A structured set of objections, weighed in public.

Desk editor's note, referee report, simulated authors' rebuttal, and a circularity audit. Tearing a paper down is the easy half of reading it; the pith above is the substance, this is the friction.

Desk Editor's Note private letter to a colleague

The error-injection experiments and critique vector extraction are the real contribution here, but the causal story about hidden critique needs tighter controls to rule out independent answer computation.

read the letter

The paper's core observation is that large reasoning models can reach the right final answer after an arithmetic error is planted in the middle of their chain-of-thought, even when the mistake is never verbally fixed. From activations they pull a direction they call the critique vector and show that adding it improves error detection and test-time scaling on several model families. Code is released, which helps.
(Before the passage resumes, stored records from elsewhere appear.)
PR #9150, opened 2024-02-26
call GLES2_ActivateRenderer before SDL_GL_SwapWindow in GLES2_RenderPresent

pionere:
Is this not necessary? It seems reasonable based on the other implementations.
It was there originally, but replaced with `GLES2_FlushCommands(renderer);` in 0d3275297d468a563c7b46ef649c1b2d067270ef, which still did this and more.
However in c20a858da53f39307176e61463d96e14e40ce5ff the `GLES2_FlushCommands(renderer);` was removed for unknown reason...


pionere:
Hm.. so it seems `FlushRenderCommands` is called in `SDL_RenderPresent`, so probably the other calls are unnecessary now...

icculus:
Yeah, I think this is okay as-is, so I'm closing this, but please do say something if I turn out to be wrong here!

PR #9153, opened 2024-02-26
Fix testautomation failures (including clip rect) - closes #9145.  Du…

### LINKED ISSUE #9145: Clip rect automated test fails with the Vulkan renderer
@danginsburg, I added an automated test to verify clip rect functionality in https://github.com/libsdl-org/SDL/commit/141497b14f1697c37116c92d30ddb497c99be2b6 and implemented clip rect functionality for Vulkan in https://github.com/libsdl-org/SDL/commit/9dbbf0a2f7a0ed460e13a031313e269cc1899067, but the automated test fails, with a blank back buffer. It works in a simple application that does real rendering, but I'm getting a black screen when reading back in the automated test. Can you look and see what's going on?

danginsburg:
…ring merging for prep'ing the final PR for the Vulkan Renderer, I misordered a memcpy that regressed several of the testautomation tests.  From now on, I will make sure to run testautomation on any future PRs before submitting.


slouken:
Merged, thanks!

PR #9157, opened 2024-02-27
SDLTest_CommonEvent: only set done when it is finished

madebr:
A few tests (e.g. testwm) were not exiting when pressing the close window because the event loop keeps processing events. Those later events cause the `done` variable to reset to false.


slouken:
Good change, thanks!

sezero:
Is this needed in SDL2 versions?

madebr:
> Is this needed in SDL2 versions?

No, SDL2 does not forward work to `SDLTest_CommonEventMainCallbacks`, and only sets `done` (never reset).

The multi-scale experiments are straightforward and the vector-steering result is concrete enough to replicate or build on. That combination of error propagation without verbal correction plus a steerable latent direction is not something I have seen laid out this way in the LRM papers cited. The work is therefore new on the empirical side. The soft spot is exactly the one flagged in the stress-test note. Recovery after an injected error only implies an internal critique mechanism if the model is actually relying on the flawed intermediate steps to compute its answer. If instead the model largely ignores the provided CoT and solves the question directly, the correct final answer is unsurprising and does not require any hidden detection process. The abstract gives no description of controls that would force dependence on the injected chain or verify that the error actually altered the model's internal computation. If those checks are absent from the full paper, the interpretation stays under-supported. This is the kind of paper that belongs in a reading group focused on mechanistic interpretability of reasoning. It is worth a referee's time because the experimental setup is simple, the steering result is actionable, and the claim can be sharpened or refuted with existing methods. I would send it out rather than desk-reject.

Referee Report

2 major / 1 minor

Summary. The paper claims that Large Reasoning Models exhibit a 'hidden critique ability' allowing recovery of correct final answers even when arithmetic errors propagate through the entire chain-of-thought without verbalized correction. It supports this via error-injection experiments across model scales and families, identifies an interpretable 'critique vector' via feature-space analysis, and demonstrates that steering latent representations with this vector improves error detection and test-time scaling performance at no training cost. Code is released.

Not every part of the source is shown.